[[ SOURCE RECORDS open ]]
PR #3132, opened 2026-09-10
feat(EPINIO-689): instrument k8s API calls with otelhttp

psanghvi17:
### PR Checklist
- [x] Linting Test is passing
- [x] Unit Tests are passing
- [x] Code is well documented
- [x] If applicable, a PR in the [epinio/docs](https://github.com/epinio/docs) repository has been opened (epinio/docs#499)

### Summary
Fixes #EPINIO-689

Instrument outbound Kubernetes API HTTP traffic with OpenTelemetry (`otelhttp`) so client spans and W3C trace context are emitted for request-flow and resource-usage tracing. This builds on the EPINIO-688 server tracing foundation.

- Added `tracing.WrapHTTPRoundTripper` using `otelhttp.NewTransport` with an explicit W3C TraceContext propagator. Baggage is deliberately **not** propagated to the Kubernetes API — see Technical notes.
- Applied the wrapper via `rest.Config.Wrap(...)` in `helpers/kubernetes/config`, so all consumers of `KubeConfig` (clientset, dynamic client, Helm, metrics) inherit the same instrumentation.
- Added unit tests that assert a client span is recorded, the `traceparent` header is injected on outbound requests, and `baggage` is not.
- Added dependency `go.opentelemetry.io/contrib/instrumentation/net/http/otelhttp`.

No API contract changes. Swagger regeneration is not required. MCP updates are not required for this PR; documentation covering this alongside EPINIO-688/690 has been opened at epinio/docs#499.

### Technical notes summary
- Safe when tracing is disabled: if a no-op `TracerProvider` is installed (OTLP endpoint unset, EPINIO-688 behavior), spans are discarded and server behavior remains unchanged.
- **Baggage is intentionally excluded from the propagator set here** (`otelhttp.WithPropagators(propagation.TraceContext{})`, not a composite with `propagation.Baggage{}`) — this differs from the global propagator `tracing.Init` sets for the Gin side, and deliberately so. Baggage is arbitrary caller-controlled key/value metadata; forwarding it onto requests to the privileged Kubernetes API would let a caller inject headers into that traffic. Only trace context (which carries no caller-supplied values, just IDs) is propagated. An earlier version of this PR's description inaccurately said both were propagated — the code was already correct, this has now been corrected to match.
- Propagators are set at wrap time (not read from globals later), so injection still works if wrap runs before `Init`, and a later `Init` cannot leave an already-wrapped transport on a no-op propagator.
- Follows the Kubernetes component-base pattern: `rest.Config.Wrap(otelhttp.NewTransport)`.
- This PR depends on EPINIO-688 (`otelgin` + tracer `Init`). Prefer opening against the EPINIO-688 branch, or rebase onto `development` after EPINIO-688 is merged.

1. Tracing disabled (no `OTEL_EXPORTER_OTLP_ENDPOINT` / `--otel-exporter-otlp-endpoint`): start `epinio-server` and run normal app/namespace Kubernetes operations. Behavior should be unchanged and no spans should be exported.
2. Tracing enabled: set an OTLP endpoint (collector / Grafana Alloy / Tempo), then trigger API actions that call the Kubernetes API (for example app list/create or namespace operations).
3. In Tempo/Jaeger/collector UI, confirm client spans for Kubernetes API HTTP calls appear under service `epinio-server`, with correct parent/child linkage to Gin request spans from EPINIO-688.
4. Confirm outbound requests carry a `traceparent` header but no `baggage` header (covered by unit tests; optional live check via collector debug logs).
5. Run unit tests for `internal/tracing`, especially the `WrapHTTPRoundTripper` suite.

- Any code path that builds Kubernetes clients from `KubeConfig` (clientset, dynamic, Helm, metrics), because RoundTripper wrapping sits in the shared HTTP transport chain.
- Trace context propagation / header injection on requests to kube-apiserver.
- Server startup and shutdown ordering relative to tracer `Init` (EPINIO-688) when both Gin middleware and the HTTP RoundTripper wrapper are active.
- Performance under heavy Kubernetes API traffic when the exporter is enabled, due to extra span creation per HTTP round-trip.


internal/tracing/tracing.go
```diff
@@ -98,3 +100,23 @@ func newTracerProvider(exporter sdktrace.SpanExporter, res *resource.Resource) *
...
+//
+// Safe to install unconditionally: when Init installed a no-op
+// TracerProvider the spans are discarded; with an exporter configured they
+// are exported. Matches the Kubernetes component-base tracing pattern of
+// rest.Config.Wrap(otelhttp.NewTransport).
+//
+// Propagators are set explicitly (not read from the global at wrap time) so
+// injection works even if this runs before Init, and so a later Init cannot
+// accidentally leave an already-wrapped transport on a no-op propagator.
+func WrapHTTPRoundTripper(rt http.RoundTripper) http.RoundTripper {
```
dcharles525, line 128: In order to understand all of the children in the trace, we'd want to add a formatter deriving the span name from the k8s resource path

dcharles525 (commented):
The PR body says that the wrapper uses "explicit W3C TraceContext and Baggage propagators", but in the code it doesn't do that? What is correct here?

psanghvi17:
@dcharles525 re: your review comment on the Baggage propagators — the code was already correct, the PR description was just wrong. `WrapHTTPRoundTripper` only sets `otelhttp.WithPropagators(propagation.TraceContext{})`, no Baggage. I've corrected the description now.

Baggage is deliberately excluded here: it's arbitrary caller-controlled key/value metadata, and forwarding it onto requests to the privileged Kubernetes API would let a caller inject headers into that traffic. Only trace context (IDs, no caller-supplied values) is propagated. The existing `WrapHTTPRoundTripper` test already asserts the outbound `baggage` header is empty while `traceparent` is present, so this is covered.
[[ SOURCE RECORDS closed ]]
- **EXERCISE INSTRUCTIONS**
Up to and including the line with "Fixes #EPINIO-689", repeat the entries exactly, beginning at their first line.

- **TASK RESPONSE**
PR #3132, opened 2026-09-10
feat(EPINIO-689): instrument k8s API calls with otelhttp

psanghvi17:
### PR Checklist
- [x] Linting Test is passing
- [x] Unit Tests are passing
- [x] Code is well documented
- [x] If applicable, a PR in the [epinio/docs](https://github.com/epinio/docs) repository has been opened (epinio/docs#499)

### Summary
Fixes #EPINIO-689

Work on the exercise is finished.